| DATA EXCERPTS |
══════════

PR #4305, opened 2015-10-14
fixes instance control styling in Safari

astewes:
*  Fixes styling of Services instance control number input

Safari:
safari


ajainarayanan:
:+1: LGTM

══════════

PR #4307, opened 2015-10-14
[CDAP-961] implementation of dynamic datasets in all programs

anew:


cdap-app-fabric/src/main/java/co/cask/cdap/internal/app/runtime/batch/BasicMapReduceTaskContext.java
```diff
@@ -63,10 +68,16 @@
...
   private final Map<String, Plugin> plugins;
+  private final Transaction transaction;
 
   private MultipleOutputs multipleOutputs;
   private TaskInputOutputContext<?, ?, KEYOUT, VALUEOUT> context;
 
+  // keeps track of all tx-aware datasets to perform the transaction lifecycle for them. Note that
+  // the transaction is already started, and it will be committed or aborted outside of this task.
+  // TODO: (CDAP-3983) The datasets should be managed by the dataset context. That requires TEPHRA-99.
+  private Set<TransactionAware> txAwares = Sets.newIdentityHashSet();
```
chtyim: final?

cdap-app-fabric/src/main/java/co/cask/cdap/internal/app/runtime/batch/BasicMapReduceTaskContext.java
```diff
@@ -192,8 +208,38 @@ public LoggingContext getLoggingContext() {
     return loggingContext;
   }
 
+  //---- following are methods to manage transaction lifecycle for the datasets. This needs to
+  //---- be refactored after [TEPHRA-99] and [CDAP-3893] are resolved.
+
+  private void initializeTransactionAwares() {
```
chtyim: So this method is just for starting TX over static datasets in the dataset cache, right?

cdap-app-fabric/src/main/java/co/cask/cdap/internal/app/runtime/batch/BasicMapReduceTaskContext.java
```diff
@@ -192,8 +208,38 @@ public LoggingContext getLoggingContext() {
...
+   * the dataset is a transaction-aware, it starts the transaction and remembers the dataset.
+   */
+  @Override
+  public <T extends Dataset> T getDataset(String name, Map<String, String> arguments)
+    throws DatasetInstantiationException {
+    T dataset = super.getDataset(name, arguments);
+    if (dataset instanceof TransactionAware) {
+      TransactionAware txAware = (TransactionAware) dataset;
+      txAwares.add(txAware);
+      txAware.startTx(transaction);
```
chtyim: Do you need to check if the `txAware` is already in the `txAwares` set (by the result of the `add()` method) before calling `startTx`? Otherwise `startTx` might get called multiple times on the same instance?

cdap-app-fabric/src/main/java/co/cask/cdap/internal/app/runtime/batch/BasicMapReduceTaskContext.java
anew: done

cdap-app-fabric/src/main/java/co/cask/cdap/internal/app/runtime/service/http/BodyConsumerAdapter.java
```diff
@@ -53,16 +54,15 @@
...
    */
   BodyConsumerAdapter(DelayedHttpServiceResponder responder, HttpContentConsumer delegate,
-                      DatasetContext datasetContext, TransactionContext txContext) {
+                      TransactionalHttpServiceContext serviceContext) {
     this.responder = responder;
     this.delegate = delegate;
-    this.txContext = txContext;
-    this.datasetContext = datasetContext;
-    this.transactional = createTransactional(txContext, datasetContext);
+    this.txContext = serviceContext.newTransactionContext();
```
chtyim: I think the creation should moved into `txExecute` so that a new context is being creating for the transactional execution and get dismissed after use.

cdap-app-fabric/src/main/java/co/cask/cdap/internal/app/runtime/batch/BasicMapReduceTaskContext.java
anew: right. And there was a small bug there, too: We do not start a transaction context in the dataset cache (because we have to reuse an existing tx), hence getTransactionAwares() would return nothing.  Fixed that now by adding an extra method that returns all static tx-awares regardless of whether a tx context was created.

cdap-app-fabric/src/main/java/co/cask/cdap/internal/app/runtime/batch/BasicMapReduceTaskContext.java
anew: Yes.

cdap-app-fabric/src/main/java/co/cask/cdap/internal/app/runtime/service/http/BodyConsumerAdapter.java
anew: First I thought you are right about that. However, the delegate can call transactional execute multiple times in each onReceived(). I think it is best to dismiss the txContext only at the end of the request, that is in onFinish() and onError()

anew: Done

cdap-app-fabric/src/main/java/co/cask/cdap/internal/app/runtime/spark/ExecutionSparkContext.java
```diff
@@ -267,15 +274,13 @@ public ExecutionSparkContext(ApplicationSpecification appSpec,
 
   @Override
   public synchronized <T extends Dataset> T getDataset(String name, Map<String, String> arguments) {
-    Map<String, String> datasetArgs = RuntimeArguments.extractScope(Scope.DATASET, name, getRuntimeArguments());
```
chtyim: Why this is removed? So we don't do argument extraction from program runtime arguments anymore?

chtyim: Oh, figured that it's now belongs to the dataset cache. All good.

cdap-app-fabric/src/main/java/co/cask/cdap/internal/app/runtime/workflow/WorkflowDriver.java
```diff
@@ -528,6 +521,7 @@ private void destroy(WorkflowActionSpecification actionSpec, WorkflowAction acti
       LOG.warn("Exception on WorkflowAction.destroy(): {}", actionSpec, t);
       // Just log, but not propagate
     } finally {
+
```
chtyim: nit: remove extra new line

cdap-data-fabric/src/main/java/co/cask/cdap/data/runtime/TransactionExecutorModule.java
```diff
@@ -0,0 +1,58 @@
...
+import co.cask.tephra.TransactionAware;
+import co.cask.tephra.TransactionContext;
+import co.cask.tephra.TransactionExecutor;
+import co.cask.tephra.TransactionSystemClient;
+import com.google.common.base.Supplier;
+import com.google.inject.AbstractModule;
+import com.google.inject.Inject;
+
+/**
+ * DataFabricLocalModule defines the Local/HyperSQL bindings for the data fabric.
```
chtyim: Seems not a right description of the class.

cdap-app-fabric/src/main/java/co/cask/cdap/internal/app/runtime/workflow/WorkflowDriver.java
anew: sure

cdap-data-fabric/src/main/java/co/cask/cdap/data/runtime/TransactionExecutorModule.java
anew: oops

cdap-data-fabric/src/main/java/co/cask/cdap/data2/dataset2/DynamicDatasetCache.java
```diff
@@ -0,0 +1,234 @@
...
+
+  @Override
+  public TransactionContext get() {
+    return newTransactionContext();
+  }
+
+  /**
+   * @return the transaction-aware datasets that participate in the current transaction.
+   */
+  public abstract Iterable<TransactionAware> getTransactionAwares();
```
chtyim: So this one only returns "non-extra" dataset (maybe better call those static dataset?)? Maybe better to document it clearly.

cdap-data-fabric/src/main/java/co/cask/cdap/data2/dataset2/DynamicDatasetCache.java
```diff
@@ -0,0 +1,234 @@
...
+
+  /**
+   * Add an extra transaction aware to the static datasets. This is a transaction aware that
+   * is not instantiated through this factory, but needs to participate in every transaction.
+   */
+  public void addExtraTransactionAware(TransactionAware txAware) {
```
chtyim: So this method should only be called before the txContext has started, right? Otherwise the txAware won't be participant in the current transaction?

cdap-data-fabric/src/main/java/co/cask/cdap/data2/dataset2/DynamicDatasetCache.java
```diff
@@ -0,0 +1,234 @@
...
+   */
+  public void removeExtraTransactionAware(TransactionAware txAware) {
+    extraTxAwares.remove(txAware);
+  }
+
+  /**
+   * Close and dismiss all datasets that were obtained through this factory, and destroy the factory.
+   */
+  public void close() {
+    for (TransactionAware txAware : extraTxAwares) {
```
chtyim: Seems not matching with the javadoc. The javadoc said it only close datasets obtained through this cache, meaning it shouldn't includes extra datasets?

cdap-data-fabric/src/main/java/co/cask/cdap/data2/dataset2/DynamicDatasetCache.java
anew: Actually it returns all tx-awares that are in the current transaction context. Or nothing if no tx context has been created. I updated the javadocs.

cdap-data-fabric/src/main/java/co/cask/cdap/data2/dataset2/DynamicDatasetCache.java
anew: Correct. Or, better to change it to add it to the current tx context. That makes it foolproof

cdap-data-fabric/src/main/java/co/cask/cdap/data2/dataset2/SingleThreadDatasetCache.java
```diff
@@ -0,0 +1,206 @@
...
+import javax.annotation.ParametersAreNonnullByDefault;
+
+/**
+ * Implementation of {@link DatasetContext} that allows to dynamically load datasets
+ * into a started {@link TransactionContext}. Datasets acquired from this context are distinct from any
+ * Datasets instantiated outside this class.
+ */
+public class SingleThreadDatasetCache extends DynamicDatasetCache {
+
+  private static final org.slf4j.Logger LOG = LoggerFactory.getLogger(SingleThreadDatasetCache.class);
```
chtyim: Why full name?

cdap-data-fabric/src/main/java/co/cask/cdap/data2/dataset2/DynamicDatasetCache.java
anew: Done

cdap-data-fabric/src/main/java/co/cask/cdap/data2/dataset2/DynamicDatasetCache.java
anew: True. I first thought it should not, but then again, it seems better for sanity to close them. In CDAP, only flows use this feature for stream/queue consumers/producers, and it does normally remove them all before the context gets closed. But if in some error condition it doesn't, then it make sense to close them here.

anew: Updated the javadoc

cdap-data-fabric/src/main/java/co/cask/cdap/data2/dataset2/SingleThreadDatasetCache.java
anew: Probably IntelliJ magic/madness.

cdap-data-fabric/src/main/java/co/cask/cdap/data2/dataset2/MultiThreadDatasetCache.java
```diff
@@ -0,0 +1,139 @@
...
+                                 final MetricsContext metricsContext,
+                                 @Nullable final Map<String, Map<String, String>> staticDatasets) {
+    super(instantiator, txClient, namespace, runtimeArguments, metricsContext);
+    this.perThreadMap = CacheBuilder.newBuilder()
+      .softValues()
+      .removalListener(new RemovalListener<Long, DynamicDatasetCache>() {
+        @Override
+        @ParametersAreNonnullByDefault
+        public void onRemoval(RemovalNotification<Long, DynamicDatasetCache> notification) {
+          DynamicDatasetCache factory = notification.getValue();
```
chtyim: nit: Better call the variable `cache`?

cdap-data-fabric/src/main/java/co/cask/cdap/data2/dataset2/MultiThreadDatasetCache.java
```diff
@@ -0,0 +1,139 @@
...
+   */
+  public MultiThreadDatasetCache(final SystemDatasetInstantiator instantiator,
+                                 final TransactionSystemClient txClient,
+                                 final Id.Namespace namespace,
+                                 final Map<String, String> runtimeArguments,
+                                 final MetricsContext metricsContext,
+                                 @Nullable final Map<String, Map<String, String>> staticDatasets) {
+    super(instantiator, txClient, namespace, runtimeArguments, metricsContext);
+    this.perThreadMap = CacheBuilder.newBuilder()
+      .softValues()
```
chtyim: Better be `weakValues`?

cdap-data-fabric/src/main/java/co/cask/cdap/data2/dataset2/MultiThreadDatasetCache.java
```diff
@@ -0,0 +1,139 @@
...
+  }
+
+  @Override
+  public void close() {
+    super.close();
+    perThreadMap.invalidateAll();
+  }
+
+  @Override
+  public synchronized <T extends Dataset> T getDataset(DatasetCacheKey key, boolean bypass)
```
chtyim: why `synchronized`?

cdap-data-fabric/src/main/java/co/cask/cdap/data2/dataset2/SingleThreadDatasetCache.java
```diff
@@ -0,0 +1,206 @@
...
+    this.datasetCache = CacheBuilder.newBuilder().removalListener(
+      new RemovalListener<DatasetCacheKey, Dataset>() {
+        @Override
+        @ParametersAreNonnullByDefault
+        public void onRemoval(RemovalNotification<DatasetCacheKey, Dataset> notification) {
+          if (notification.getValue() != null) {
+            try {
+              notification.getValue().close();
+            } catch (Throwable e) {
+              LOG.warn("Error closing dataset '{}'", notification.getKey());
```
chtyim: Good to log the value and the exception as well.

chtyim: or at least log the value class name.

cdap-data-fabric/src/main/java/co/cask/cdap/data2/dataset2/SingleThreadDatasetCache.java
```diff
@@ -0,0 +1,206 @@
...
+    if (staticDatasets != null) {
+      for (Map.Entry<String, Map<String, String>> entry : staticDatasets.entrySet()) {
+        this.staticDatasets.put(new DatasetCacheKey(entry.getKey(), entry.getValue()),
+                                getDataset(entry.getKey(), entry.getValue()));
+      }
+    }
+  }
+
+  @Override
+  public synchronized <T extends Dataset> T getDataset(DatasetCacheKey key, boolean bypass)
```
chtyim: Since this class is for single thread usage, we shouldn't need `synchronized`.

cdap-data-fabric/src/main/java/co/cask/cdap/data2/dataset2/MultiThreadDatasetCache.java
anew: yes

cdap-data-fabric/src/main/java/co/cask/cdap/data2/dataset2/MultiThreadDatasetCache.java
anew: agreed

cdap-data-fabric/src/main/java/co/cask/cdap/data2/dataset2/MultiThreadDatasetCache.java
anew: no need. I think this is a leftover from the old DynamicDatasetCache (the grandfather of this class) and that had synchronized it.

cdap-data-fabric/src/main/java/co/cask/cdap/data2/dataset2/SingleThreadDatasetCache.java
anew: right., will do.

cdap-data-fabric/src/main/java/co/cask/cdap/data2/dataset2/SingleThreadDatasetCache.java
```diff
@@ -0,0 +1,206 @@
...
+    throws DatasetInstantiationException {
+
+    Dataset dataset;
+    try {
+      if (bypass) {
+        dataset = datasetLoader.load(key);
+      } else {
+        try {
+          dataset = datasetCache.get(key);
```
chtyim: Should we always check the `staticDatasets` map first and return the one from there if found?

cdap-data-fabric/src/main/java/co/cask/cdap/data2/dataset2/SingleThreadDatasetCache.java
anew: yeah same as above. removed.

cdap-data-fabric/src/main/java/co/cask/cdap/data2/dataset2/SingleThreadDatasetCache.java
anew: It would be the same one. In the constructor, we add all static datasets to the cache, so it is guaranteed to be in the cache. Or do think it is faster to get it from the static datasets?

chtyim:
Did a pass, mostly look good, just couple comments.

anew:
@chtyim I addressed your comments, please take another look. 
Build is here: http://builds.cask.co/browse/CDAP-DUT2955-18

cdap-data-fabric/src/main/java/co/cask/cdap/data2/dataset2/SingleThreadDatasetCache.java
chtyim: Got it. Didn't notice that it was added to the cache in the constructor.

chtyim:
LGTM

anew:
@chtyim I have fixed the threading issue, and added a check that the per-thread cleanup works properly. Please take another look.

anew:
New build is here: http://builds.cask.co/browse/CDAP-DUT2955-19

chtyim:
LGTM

══════════

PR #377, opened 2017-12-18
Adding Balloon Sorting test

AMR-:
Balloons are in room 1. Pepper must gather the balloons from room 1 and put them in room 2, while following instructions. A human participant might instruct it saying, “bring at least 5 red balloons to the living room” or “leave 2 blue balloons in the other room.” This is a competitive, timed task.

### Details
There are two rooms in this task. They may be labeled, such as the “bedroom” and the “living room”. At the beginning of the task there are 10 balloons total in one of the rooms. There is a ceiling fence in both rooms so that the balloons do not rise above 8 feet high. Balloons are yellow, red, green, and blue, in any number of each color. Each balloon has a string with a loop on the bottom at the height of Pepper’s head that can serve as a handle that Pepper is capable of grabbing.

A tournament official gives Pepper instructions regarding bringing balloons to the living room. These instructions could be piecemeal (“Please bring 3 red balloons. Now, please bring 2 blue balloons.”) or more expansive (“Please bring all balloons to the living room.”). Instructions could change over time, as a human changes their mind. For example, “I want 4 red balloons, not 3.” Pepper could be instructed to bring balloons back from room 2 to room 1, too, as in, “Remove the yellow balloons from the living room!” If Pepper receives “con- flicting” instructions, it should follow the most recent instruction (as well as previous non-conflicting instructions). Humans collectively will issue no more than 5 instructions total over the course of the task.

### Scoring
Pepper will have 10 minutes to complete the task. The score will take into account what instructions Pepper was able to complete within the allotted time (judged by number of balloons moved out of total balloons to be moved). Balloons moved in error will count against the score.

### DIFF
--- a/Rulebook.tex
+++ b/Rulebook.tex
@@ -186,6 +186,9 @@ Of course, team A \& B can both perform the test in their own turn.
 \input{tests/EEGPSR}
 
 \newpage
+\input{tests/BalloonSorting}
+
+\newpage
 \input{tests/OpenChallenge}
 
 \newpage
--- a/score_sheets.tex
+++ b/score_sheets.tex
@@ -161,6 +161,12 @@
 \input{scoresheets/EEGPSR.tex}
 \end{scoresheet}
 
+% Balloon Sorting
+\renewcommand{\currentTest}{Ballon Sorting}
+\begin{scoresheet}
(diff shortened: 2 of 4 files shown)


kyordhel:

══════════

| EXERCISE BRIEF |
Each line in the data that holds the string "have" should be found and copied.

| ANSWER |
anew: right. And there was a small bug there, too: We do not start a transaction context in the dataset cache (because we have to reuse an existing tx), hence getTransactionAwares() would return nothing.  Fixed that now by adding an extra method that returns all static tx-awares regardless of whether a tx context was created.
@chtyim I have fixed the threading issue, and added a check that the per-thread cleanup works properly. Please take another look.
Pepper will have 10 minutes to complete the task. The score will take into account what instructions Pepper was able to complete within the allotted time (judged by number of balloons moved out of total balloons to be moved). Balloons moved in error will count against the score.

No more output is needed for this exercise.